What to work on: Using the entries that follow, give the number of lines containing the string "intros". Write nothing besides that number.

[Collected data]
++++++++++

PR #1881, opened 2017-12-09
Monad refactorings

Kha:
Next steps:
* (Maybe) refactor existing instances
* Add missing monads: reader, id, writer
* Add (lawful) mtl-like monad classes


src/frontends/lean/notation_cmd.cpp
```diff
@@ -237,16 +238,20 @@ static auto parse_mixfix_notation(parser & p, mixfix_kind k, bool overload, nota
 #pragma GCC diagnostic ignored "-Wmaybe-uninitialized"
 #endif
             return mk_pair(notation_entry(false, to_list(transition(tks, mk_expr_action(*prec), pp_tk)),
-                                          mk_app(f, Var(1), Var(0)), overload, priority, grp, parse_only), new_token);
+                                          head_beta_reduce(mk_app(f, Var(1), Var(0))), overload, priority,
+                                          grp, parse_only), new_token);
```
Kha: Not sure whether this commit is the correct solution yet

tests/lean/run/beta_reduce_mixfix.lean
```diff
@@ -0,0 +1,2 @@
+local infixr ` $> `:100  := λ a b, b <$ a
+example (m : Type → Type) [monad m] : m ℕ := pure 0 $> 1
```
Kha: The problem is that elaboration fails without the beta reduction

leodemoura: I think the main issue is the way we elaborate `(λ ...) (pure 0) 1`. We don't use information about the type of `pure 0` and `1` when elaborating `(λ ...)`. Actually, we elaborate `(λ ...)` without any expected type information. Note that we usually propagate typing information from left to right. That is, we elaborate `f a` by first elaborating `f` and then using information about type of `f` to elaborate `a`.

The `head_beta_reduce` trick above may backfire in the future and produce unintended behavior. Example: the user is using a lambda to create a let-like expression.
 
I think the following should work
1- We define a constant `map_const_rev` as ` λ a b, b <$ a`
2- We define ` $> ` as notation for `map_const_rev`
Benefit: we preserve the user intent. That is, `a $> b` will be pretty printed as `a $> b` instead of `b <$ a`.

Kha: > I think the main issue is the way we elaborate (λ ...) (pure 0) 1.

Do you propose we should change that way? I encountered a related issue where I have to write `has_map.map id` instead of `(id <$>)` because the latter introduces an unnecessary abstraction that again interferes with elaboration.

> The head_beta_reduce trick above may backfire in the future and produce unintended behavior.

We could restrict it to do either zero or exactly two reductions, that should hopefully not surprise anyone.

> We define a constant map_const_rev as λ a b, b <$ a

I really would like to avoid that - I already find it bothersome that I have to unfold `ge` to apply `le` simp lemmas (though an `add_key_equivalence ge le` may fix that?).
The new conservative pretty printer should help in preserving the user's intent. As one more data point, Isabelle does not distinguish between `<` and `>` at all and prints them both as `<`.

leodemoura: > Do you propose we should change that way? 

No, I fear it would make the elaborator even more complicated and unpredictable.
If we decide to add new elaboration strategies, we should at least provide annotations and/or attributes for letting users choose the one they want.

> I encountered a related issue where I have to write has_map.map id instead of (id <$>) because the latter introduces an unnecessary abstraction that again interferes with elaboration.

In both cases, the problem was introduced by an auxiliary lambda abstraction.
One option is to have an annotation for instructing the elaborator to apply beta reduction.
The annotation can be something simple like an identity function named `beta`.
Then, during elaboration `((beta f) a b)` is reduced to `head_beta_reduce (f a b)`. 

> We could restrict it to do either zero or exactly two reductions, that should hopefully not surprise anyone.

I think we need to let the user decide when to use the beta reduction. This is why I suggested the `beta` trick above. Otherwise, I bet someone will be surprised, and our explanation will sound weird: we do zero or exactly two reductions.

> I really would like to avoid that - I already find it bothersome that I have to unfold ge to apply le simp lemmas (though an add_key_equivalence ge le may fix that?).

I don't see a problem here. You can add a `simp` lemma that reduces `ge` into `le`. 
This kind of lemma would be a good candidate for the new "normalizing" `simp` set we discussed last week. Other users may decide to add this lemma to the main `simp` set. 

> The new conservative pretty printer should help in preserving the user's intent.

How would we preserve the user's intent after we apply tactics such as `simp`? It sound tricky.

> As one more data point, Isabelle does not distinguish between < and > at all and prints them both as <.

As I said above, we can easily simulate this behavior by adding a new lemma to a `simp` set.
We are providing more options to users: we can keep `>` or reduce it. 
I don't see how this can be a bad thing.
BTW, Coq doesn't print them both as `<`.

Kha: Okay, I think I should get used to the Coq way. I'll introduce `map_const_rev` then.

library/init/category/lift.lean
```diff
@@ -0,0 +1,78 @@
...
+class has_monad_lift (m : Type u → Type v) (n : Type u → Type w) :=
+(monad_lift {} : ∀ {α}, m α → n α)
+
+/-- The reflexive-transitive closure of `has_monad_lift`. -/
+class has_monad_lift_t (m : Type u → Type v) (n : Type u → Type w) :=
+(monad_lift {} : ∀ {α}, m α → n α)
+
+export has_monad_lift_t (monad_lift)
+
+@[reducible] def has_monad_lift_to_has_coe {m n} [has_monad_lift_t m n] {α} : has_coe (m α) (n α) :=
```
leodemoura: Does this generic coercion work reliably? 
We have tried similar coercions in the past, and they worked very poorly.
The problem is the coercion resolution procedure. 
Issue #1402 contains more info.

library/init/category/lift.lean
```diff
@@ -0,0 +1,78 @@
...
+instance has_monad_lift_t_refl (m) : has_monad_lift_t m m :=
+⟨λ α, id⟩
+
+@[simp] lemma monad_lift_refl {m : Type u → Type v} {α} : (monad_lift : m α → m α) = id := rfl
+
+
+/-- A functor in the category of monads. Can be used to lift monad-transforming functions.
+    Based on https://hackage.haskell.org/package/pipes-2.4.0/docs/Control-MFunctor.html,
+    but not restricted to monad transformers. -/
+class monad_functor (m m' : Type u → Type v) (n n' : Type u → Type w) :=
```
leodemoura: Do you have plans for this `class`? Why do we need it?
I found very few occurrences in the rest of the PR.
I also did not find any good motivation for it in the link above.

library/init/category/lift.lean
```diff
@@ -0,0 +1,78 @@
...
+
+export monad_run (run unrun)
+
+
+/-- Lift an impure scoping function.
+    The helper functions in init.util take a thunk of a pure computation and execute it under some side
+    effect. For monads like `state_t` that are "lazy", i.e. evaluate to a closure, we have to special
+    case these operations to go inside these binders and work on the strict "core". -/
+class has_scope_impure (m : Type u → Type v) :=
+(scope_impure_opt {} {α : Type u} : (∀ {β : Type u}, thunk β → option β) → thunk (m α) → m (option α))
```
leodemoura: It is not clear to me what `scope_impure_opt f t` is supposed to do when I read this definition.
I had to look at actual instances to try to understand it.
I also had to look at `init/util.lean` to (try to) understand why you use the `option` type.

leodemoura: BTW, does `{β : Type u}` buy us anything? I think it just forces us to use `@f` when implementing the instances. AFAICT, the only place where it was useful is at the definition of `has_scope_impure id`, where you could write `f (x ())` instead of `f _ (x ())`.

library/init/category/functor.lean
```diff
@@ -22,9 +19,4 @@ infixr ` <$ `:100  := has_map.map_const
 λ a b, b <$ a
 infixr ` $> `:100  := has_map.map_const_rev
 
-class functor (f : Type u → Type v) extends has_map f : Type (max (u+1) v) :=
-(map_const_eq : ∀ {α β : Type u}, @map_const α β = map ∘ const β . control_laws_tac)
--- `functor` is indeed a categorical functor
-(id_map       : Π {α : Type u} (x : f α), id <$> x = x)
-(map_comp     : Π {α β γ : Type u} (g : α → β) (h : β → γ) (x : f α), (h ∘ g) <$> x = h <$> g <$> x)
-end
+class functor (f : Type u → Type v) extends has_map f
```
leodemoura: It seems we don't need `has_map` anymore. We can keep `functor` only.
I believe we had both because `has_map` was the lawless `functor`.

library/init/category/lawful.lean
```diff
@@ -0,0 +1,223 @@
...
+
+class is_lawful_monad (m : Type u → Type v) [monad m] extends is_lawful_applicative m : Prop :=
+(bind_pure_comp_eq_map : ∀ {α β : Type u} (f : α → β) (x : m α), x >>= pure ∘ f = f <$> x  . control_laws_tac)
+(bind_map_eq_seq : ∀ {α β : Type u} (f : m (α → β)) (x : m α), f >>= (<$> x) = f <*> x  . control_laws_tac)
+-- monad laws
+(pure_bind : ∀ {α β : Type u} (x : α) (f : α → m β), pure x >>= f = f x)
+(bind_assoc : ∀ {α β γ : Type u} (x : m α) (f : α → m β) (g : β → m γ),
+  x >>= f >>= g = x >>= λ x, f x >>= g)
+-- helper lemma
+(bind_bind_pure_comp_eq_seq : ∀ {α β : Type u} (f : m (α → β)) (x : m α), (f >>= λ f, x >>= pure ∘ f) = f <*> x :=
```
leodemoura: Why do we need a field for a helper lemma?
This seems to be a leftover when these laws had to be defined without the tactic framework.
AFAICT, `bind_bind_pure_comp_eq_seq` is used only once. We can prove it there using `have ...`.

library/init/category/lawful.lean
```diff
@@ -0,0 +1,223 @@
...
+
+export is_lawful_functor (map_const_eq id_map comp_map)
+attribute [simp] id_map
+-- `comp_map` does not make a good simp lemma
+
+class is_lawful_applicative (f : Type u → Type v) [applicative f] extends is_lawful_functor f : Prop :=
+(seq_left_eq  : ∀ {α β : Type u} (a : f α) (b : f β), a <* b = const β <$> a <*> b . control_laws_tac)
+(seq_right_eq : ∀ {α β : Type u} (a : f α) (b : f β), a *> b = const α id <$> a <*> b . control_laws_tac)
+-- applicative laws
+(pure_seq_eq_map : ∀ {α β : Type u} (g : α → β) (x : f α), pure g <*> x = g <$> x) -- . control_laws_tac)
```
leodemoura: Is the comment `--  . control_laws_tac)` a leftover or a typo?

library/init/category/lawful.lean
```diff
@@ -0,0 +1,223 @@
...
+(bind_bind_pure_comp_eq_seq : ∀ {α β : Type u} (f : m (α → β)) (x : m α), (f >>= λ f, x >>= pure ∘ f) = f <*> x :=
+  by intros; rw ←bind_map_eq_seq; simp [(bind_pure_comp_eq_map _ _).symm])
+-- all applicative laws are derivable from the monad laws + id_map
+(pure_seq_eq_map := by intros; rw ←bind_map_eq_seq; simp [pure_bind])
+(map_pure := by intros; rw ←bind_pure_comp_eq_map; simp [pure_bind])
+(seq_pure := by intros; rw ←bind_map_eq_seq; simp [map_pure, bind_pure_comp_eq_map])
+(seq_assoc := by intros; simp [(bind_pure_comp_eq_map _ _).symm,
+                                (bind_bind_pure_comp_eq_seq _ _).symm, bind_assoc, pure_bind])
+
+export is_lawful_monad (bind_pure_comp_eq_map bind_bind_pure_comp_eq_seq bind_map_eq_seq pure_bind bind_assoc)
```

++++++++++

Result of the task: 5